DATA IN THIS EXERCISE:
PR #17, opened 2022-12-12
Reorganize events due to database migration

natalian98:
Summary of changes:
- only run migration on database created event
- add an action for migration
- do not start the service by default (`"startup": "disabled"`) as it should be started only once database details required to execute the sql migration are in place
- no need to check for postgres relation on database created - if this event was emitted, we're assuming the relation is in place
- removed config file comparison and pushing it on first layer update - the file will be pushed if database was created or changed
- added event handling for postgres relation departed (since there is no support for database_removed in `database_requires`)
- reorganized unit tests
- changed database name from `postgres` to app name
- pass ports as variables
- upgrade image to v2.0.3

### DIFF
--- a/actions.yaml
+++ b/actions.yaml
@@ -1,0 +1,2 @@
+run-migration:
+  description: Run a command to create SQL schemas and apply migration plans.
--- a/metadata.yaml
+++ b/metadata.yaml
@@ -18,3 +18,7 @@ requires:
   pg-database:
     interface: postgresql_client
     limit: 1
+  public-ingress:
+    interface: ingress
+  admin-ingress:
+    interface: ingress
--- a/metadata.yaml
+++ b/metadata.yaml
@@ -13,7 +13,7 @@ resources:
   oci-image:
     type: oci-image
     description: OCI image for hydra container
-    upstream-source: oryd/hydra:v2.0.2
+    upstream-source: oryd/hydra:v2.0.3
 requires:
   pg-database:
     interface: postgresql_client
--- a/src/charm.py
+++ b/src/charm.py
@@ -11,7 +11,7 @@ import logging
 import yaml
 from charms.data_platform_libs.v0.database_requires import DatabaseRequires
 from charms.observability_libs.v0.kubernetes_service_patch import KubernetesServicePatch
-from ops.charm import CharmBase
+from ops.charm import ActionEvent, CharmBase
 from ops.main import main
 from ops.model import ActiveStatus, BlockedStatus, MaintenanceStatus, ModelError, WaitingStatus
 from ops.pebble import ChangeError, ExecError, Layer
@@ -48,6 +48,7 @@ class HydraCharm(CharmBase):
         self.framework.observe(self.on.hydra_pebble_ready, self._on_hydra_pebble_ready)
         self.framework.observe(self.database.on.database_created, self._on_database_created)
         self.framework.observe(self.database.on.endpoints_changed, self._on_database_changed)
+        self.framework.observe(self.on.run_migration_action, self._on_run_migration)
         self.framework.observe(
             self.on["pg-database"].relation_departed, self._on_database_relation_departed
         )
@@ -63,7 +64,9 @@ class HydraCharm(CharmBase):
                     "override": "replace",
                     "summary": "entrypoint of the hydra-operator image",
                     "command": f"hydra serve all --config {self._hydra_config_path} --dev",
-                    "startup": "disabled",
+                    "startup": "disabled"
+                    if not self.database.is_database_created()
+                    else "enabled",
                 }
             },
             "checks": {
@@ -126,8 +129,7 @@ class HydraCharm(CharmBase):
     def _run_sql_migration(self) -> None:
         """Runs a command to create SQL schemas and apply migration plans."""
         process = self._container.exec(
-            ["hydra", "migrate", "sql", "-e", "--config", self._hydra_config_path, "--yes"],
-            timeout=20.0,
+            ["hydra", "migrate", "sql", "-e", "--config", self._hydra_config_path, "--yes"]
         )
         try:
             stdout, _ = process.wait_output()
@@ -135,6 +137,7 @@ class HydraCharm(CharmBase):
         except ExecError as err:
             logger.error(f"Exited with code {err.exit_code}. Stderr: {err.stderr}")
             self.unit.status = BlockedStatus("Database migration job failed")
+            logger.error("Automigration job failed, please use the run-migration action")
 
     def _on_hydra_pebble_ready(self, event) -> None:
         """Event Handler for pebble ready event."""
@@ -161,11 +164,15 @@ class HydraCharm(CharmBase):
             logger.error(str(err))
             self.unit.status = BlockedStatus("Failed to replan")
             return
-
-        if self.database.is_database_created():
-            self._container.push(self._hydra_config_path, self._config, make_dirs=True)
-            self._container.start(self._container_name)
-            self.unit.status = ActiveStatus()
+        finally:
+            if self.database.is_database_created():
+                if not self._container.exists(self._hydra_config_path):
+                    logger.info(
+                        "Config file not found. Pushing it to the container and replanning"
+                    )
+                    self._container.push(self._hydra_config_path, self._config, make_dirs=True)
+                    self._container.replan()
+                self.unit.status = ActiveStatus()
 
     def _on_database_created(self, event) -> None:
         """Event Handler for database created event."""
@@ -188,6 +195,7 @@ class HydraCharm(CharmBase):
         )
 
         try:
+            self._container.add_layer(self._container_name, self._hydra_layer, combine=True)
             self._container.get_service(self._container_name)
             logger.info("Updating Hydra config and restarting service")
             self._container.push(self._hydra_config_path, self._config, make_dirs=True)
@@ -219,6 +227,11 @@ class HydraCharm(CharmBase):
             event.defer()
             self.unit.status = WaitingStatus("Waiting for Hydra service")
             logger.info("Hydra service is absent. Deferring database created event.")
+
+    def _on_run_migration(self, event: ActionEvent) -> None:
+        """Runs the migration as an action response."""
+        logger.info("Executing database migration initiated by user")
+        self._run_sql_migration()
 
     def _on_database_relation_departed(self, event) -> None:
         """Event Handler for database relation departed event."""
--- a/src/charm.py
+++ b/src/charm.py
@@ -140,11 +140,6 @@ class HydraCharm(CharmBase):
 
     def _on_hydra_pebble_ready(self, event) -> None:
         """Event Handler for pebble ready event."""
-        if not self.model.relations[self._db_relation_name]:
-            logger.error("Missing required relation with postgresql")
-            self.model.unit.status = BlockedStatus("Missing required relation with postgresql")
-            return
-
         if not self._container.can_connect():
             event.defer()
             logger.info("Cannot connect to Hydra container. Deferring the event.")
@@ -167,8 +162,12 @@ class HydraCharm(CharmBase):
             self._container.push(self._hydra_config_path, self._config, make_dirs=True)
             self._container.start(self._container_name)
             self.unit.status = ActiveStatus()
-        else:
+            return
+
+        if self.model.relations[self._db_relation_name]:
             self.unit.status = WaitingStatus("Waiting for database creation")
+        else:
+            self.unit.status = BlockedStatus("Missing required relation with postgresql")
 
     def _on_database_created(self, event) -> None:
         """Event Handler for database created event."""
--- a/src/charm.py
+++ b/src/charm.py
@@ -33,6 +33,7 @@ class HydraCharm(CharmBase):
         self._container = self.unit.get_container(self._container_name)
         self._hydra_config_path = "/etc/config/hydra.yaml"
         self._name = self.model.app.name
+        self._db_relation_name = "pg-database"
 
         self.service_patcher = KubernetesServicePatch(
             self, [("hydra-admin", HYDRA_ADMIN_PORT), ("hydra-public", HYDRA_PUBLIC_PORT)]
@@ -40,7 +41,7 @@ class HydraCharm(CharmBase):
 
         self.database = DatabaseRequires(
             self,
-            relation_name="pg-database",
+            relation_name=self._db_relation_name,
             database_name=f"{self.model.name}_{self._name}",
             extra_user_roles=EXTRA_USER_ROLES,
         )
@@ -50,7 +51,7 @@ class HydraCharm(CharmBase):
         self.framework.observe(self.database.on.endpoints_changed, self._on_database_changed)
         self.framework.observe(self.on.run_migration_action, self._on_run_migration)
         self.framework.observe(
-            self.on["pg-database"].relation_departed, self._on_database_relation_departed
+            self.on[self._db_relation_name].relation_departed, self._on_database_relation_departed
         )
 
     @property
@@ -139,7 +140,7 @@ class HydraCharm(CharmBase):
 
     def _on_hydra_pebble_ready(self, event) -> None:
         """Event Handler for pebble ready event."""
-        if not self.model.relations["pg-database"]:
+        if not self.model.relations[self._db_relation_name]:
             logger.error("Missing required relation with postgresql")
             self.model.unit.status = BlockedStatus("Missing required relation with postgresql")
             return
@@ -159,14 +160,15 @@ class HydraCharm(CharmBase):
             self._container.replan()
         except ChangeError as err:
             logger.error(str(err))
-            self.unit.status = BlockedStatus("Failed to replan")
+            self.unit.status = BlockedStatus("Failed to replan, please consult the logs")
             return
 
         if self.database.is_database_created():
             self._container.push(self._hydra_config_path, self._config, make_dirs=True)
             self._container.start(self._container_name)
             self.unit.status = ActiveStatus()
-            return
+        else:
+            self.unit.status = WaitingStatus("Waiting for database creation")
 
     def _on_database_created(self, event) -> None:
         """Event Handler for database created event."""
--- a/src/charm.py
+++ b/src/charm.py
@@ -9,9 +9,13 @@
 import logging
 
 import yaml
-from charms.data_platform_libs.v0.database_requires import DatabaseRequires
+from charms.data_platform_libs.v0.database_requires import (
+    DatabaseCreatedEvent,
+    DatabaseEndpointsChangedEvent,
+    DatabaseRequires,
+)
 from charms.observability_libs.v0.kubernetes_service_patch import KubernetesServicePatch
-from ops.charm import ActionEvent, CharmBase
+from ops.charm import ActionEvent, CharmBase, RelationDepartedEvent, WorkloadEvent
 from ops.main import main
 from ops.model import ActiveStatus, BlockedStatus, MaintenanceStatus, ModelError, WaitingStatus
 from ops.pebble import ChangeError, ExecError, Layer
@@ -128,7 +132,7 @@ class HydraCharm(CharmBase):
             "endpoints": relation_data.get("endpoints"),
         }
 
-    def _run_sql_migration(self, set_timeout) -> None:
+    def _run_sql_migration(self, set_timeout: bool) -> None:
         """Runs a command to create SQL schemas and apply migration plans."""
         process = self._container.exec(
             ["hydra", "migrate", "sql", "-e", "--config", self._hydra_config_path, "--yes"],
@@ -138,7 +142,7 @@ class HydraCharm(CharmBase):
         stdout, _ = process.wait_output()
         logger.info(f"Executing automigration: {stdout}")
 
-    def _on_hydra_pebble_ready(self, event) -> None:
+    def _on_hydra_pebble_ready(self, event: WorkloadEvent) -> None:
         """Event Handler for pebble ready event."""
         if not self._container.can_connect():
             event.defer()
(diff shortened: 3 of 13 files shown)


src/charm.py
```diff
@@ -121,92 +123,107 @@ def _get_database_relation_info(self) -> dict:
...
-                self._container.restart()
-
-    def _update_container(self, event) -> None:
-        """Update configs, pebble layer and run database migration."""
-        self.unit.status = MaintenanceStatus("Configuring hydra container")
+            stdout, _ = process.wait_output()
+            logger.info(f"Executing automigration: {stdout}")
+        except ExecError as err:
+            logger.error(f"Exited with code {err.exit_code}. Stderr: {err.stderr}")
+            self.unit.status = BlockedStatus("Database migration job failed")
```
nsklikas, line 137: What happens if this times out? 

We need to also have an action for running migrations, maybe in case of timeout (or all errors?) we could print a message telling the user to run the migration action

src/charm.py
```diff
@@ -121,92 +123,107 @@ def _get_database_relation_info(self) -> dict:
...
             self.unit.status = WaitingStatus("Waiting to connect to Hydra container")
             return
 
-        self._update_layer()
+        self.unit.status = MaintenanceStatus("Configuring resources")
+
+        self._container.add_layer(self._container_name, self._hydra_layer, combine=True)
+        logger.info("Pebble plan updated with new configuration, replanning")
+        try:
+            self._container.replan()
```
nsklikas, line 159: The pebble layer will always have `"startup": "disabled"`, this means that this call will always do nothing

src/charm.py
```diff
@@ -121,92 +123,107 @@ def _get_database_relation_info(self) -> dict:
...
+            self.unit.status = ActiveStatus()
+
+    def _on_database_created(self, event) -> None:
+        """Event Handler for database created event."""
+        logger.info("Retrieved database details")
 
         if not self.unit.is_leader():
             # TODO: Observe leader_elected event
             logger.info("Unit does not have leadership")
             self.unit.status = WaitingStatus("Waiting for leadership")
```
nsklikas, line 177: If a unit is not the leader, it does not mean that there is no leader. You should not change the status of the unit here.

src/charm.py
```diff
@@ -61,7 +63,7 @@ def _hydra_layer(self) -> Layer:
                     "override": "replace",
                     "summary": "entrypoint of the hydra-operator image",
                     "command": f"hydra serve all --config {self._hydra_config_path} --dev",
-                    "startup": "enabled",
+                    "startup": "disabled",
```
nsklikas, line 66: how about:
```suggestion
                    "startup": "disabled" if not self.database.is_database_created() else "enabled",
```

src/charm.py
```diff
@@ -121,92 +123,107 @@ def _get_database_relation_info(self) -> dict:
...
-            stdout, _ = process.wait_output()
-            logger.info(f"Executing automigration: {stdout}")
-        except ExecError as err:
-            logger.error(f"Exited with code {err.exit_code}. Stderr: {err.stderr}")
-            self.unit.status = BlockedStatus("Database migration job failed")
+            self._container.get_service(self._container_name)
+            logger.info("Updating Hydra config and restarting service")
+            self._container.push(self._hydra_config_path, self._config, make_dirs=True)
+            self._run_sql_migration()
+            self._container.restart(self._container_name)
```
nsklikas, line 195: We could push the pebble layer again here and update it to `"startup": "enabled"`

src/charm.py
```diff
@@ -121,92 +123,107 @@ def _get_database_relation_info(self) -> dict:
...
+            self._container.replan()
+        except ChangeError as err:
+            logger.error(str(err))
+            self.unit.status = BlockedStatus("Failed to replan")
+            return
+
+        if self.database.is_database_created():
+            self._container.push(self._hydra_config_path, self._config, make_dirs=True)
+            self._container.start(self._container_name)
+            self.unit.status = ActiveStatus()
```
nsklikas, line 168: We are also doing this in `_on_database_created`, do we need to do it again here?

nsklikas (changes requested):
Good job overall, looks a lot better than before. I left a couple of comments. 

We should have an action for running migrations. Would you like to add it in this PR?

src/charm.py
natalian98: The migration shouldn't really take that long, but I removed the 20s timeout. Errors should be caught by `ops.pebble.ExecError`. I added an action to run the migration manually.

src/charm.py
natalian98: I'm not sure I understand. The waiting status is set only to non-leader unit, not the entire charm. Is that wrong?

nsklikas: The message is wrong. The unit is not waiting for leadership, it is waiting for the leader to run the migration. I am fine with changing the status to waiting, but we should have a better message for it.

src/charm.py
```diff
@@ -83,7 +88,7 @@ def _config(self) -> str:
         db_info = self._get_database_relation_info()
 
         config = {
-            "dsn": f"postgres://{db_info['username']}:{db_info['password']}@{db_info['endpoints']}/postgres",
+            "dsn": f"postgres://{db_info['username']}:{db_info['password']}@{db_info['endpoints']}/{self._name}",
```
nsklikas, line 91: I am not sure if there will ever be a problem with this, but I think that `{self.model.name}_{self._name}` would be safer here (to avoid collisions with apps of the same name running in different models.

src/charm.py
```diff
@@ -121,92 +126,117 @@ def _get_database_relation_info(self) -> dict:
...
+        except ExecError as err:
+            logger.error(f"Exited with code {err.exit_code}. Stderr: {err.stderr}")
+            self.unit.status = BlockedStatus("Database migration job failed")
+            logger.error("Automigration job failed, please use the run-migration action")
 
+    def _on_hydra_pebble_ready(self, event) -> None:
+        """Event Handler for pebble ready event."""
         if not self.model.relations["pg-database"]:
             # TODO: Observe relation_joined event instead of event deferring
             event.defer()
```
nsklikas, line 146: Deferring is not needed here. The service will be started by the `_on_database_created` hook.

src/charm.py
nsklikas: But do you know if the config file has changed or not? Maybe we can push the config file every time.

src/charm.py
nsklikas: How long the migration takes depends on the volume of the data in the database and on the migration commands. If the migration runs from a hook we should have a timeout set, if the user runs the migration we can wait it out.

src/charm.py
nsklikas, line 146: Deferring is not needed here. The service will be started by the `_on_database_created` hook.

src/charm.py
natalian98: Ok, message changed. Thanks for explanation

src/charm.py
natalian98: We don't need to check if the config was changed. If it does, it will be pushed `_on_database_changed` (for now the only thing that could change in the config is the endpoint).
So there's no need to push this file it every time.

src/charm.py
natalian98: Good point, thanks. I removed it

src/charm.py
```diff
@@ -121,92 +126,116 @@ def _get_database_relation_info(self) -> dict:
...
+
+    def _on_run_migration(self, event: ActionEvent) -> None:
+        """Runs the migration as an action response."""
+        logger.info("Executing database migration initiated by user")
+        self._run_sql_migration(set_timeout=False)
+
+    def _on_database_relation_departed(self, event) -> None:
+        """Event Handler for database relation departed event."""
+        logger.error("Missing required relation with postgresql")
+        self.model.unit.status = BlockedStatus("Missing required relation with postgresql")
```
nsklikas, line 238: Should we update the Hydra config here (ie remove the `dsn` or stop the service). I assume that a departed relation means that the database will be gone and that Hydra will be trying to call the database APIs and get errors.

src/charm.py
```diff
@@ -121,92 +126,116 @@ def _get_database_relation_info(self) -> dict:
...
             return
+        finally:
+            if self.database.is_database_created():
+                if not self._container.exists(self._hydra_config_path):
+                    logger.info(
+                        "Config file not found. Pushing it to the container and replanning"
+                    )
+                    self._container.push(self._hydra_config_path, self._config, make_dirs=True)
+                    self._container.replan()
+                self.unit.status = ActiveStatus()
```
nsklikas, line 174: This could be rewritten as:
```suggestion
        self._container.push(self._hydra_config_path, self._config, make_dirs=True)
        try:
            self._container.replan()
        except ChangeError as err:
            logger.error(str(err))
            self.unit.status = BlockedStatus("Failed to replan")
            return
        self.unit.status = ActiveStatus()
```
This way we are pushing the config file every time (which is not needed), but the flow is much simpler. What do you think?

src/charm.py
```diff
@@ -121,92 +126,116 @@ def _get_database_relation_info(self) -> dict:
...
+        )
+
+        try:
+            self._container.add_layer(self._container_name, self._hydra_layer, combine=True)
+            self._container.get_service(self._container_name)
+            logger.info("Updating Hydra config and restarting service")
+            self._container.push(self._hydra_config_path, self._config, make_dirs=True)
+            self._run_sql_migration(set_timeout=True)
+            self._container.restart(self._container_name)
+            self.unit.status = ActiveStatus()
```
nsklikas, line 203: I think that the only line that can throw is:
```python
self._container.restart(self._container_name)
```
Can we move the rest of the code out of the `try` block?

src/charm.py
```diff
@@ -121,92 +126,116 @@ def _get_database_relation_info(self) -> dict:
...
-
-    def _on_db_events(self, db_event) -> None:
-        """Event Handler for database-related events."""
-        logger.info("Retrieved database details")
-        self._update_container(db_event)
+            self._container.get_service(self._container_name)
+            logger.info("Updating Hydra config and restarting service")
+            self._container.push(self._hydra_config_path, self._config, make_dirs=True)
+            self._container.restart(self._container_name)
+            self.unit.status = ActiveStatus()
```
nsklikas, line 224: I think that the only line that can throw is:
```python
self._container.restart(self._container_name)
```
Can we move the rest of the code out of the `try` block?

nsklikas (commented):
LGTM, left some minor comments

src/charm.py
```diff
@@ -61,7 +64,9 @@ def _hydra_layer(self) -> Layer:
                     "override": "replace",
                     "summary": "entrypoint of the hydra-operator image",
                     "command": f"hydra serve all --config {self._hydra_config_path} --dev",
-                    "startup": "enabled",
+                    "startup": "disabled"
```
gruyaume, line 67: Why add the pebble layer on pebble ready when the database is not yet created. We could simply add the pebble on database created instead.

actions.yaml
```diff
@@ -0,0 +1,2 @@
+run-migration:
+  description: Run a command to create SQL schemas and apply migration plans.
```
gruyaume, line 2: In the future, please make the PR's simplers. Don't mix in new features with refactoring

metadata.yaml
```diff
@@ -13,7 +13,7 @@ resources:
   oci-image:
     type: oci-image
     description: OCI image for hydra container
-    upstream-source: oryd/hydra:v2.0.2
+    upstream-source: oryd/hydra:v2.0.3
```
gruyaume, line 16: In the future, please make the PR's simplers. Don't mix in new features with refactoring.

src/charm.py
```diff
@@ -121,92 +126,116 @@ def _get_database_relation_info(self) -> dict:
...
+            self.unit.status = WaitingStatus("Waiting to connect to Hydra container")
             return
 
-        if not self.database.is_database_created():
+        self.unit.status = MaintenanceStatus(
+            "Configuring container and resources for database connection"
+        )
+
+        try:
+            self._container.add_layer(self._container_name, self._hydra_layer, combine=True)
```
gruyaume, line 197: Why so many items in the try/except. It's not obvious which calls can lead to which error.

src/charm.py
```diff
@@ -121,92 +126,116 @@ def _get_database_relation_info(self) -> dict:
...
+        process = self._container.exec(
+            ["hydra", "migrate", "sql", "-e", "--config", self._hydra_config_path, "--yes"],
+            timeout=20.0 if set_timeout else None,
+        )
+        try:
+            stdout, _ = process.wait_output()
+            logger.info(f"Executing automigration: {stdout}")
+        except ExecError as err:
+            logger.error(f"Exited with code {err.exit_code}. Stderr: {err.stderr}")
+            self.unit.status = BlockedStatus("Database migration job failed")
```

PROBLEM TO SOLVE: In the material above, how many lines include the word "What"? State that number alone.

ANSWER BELOW: 2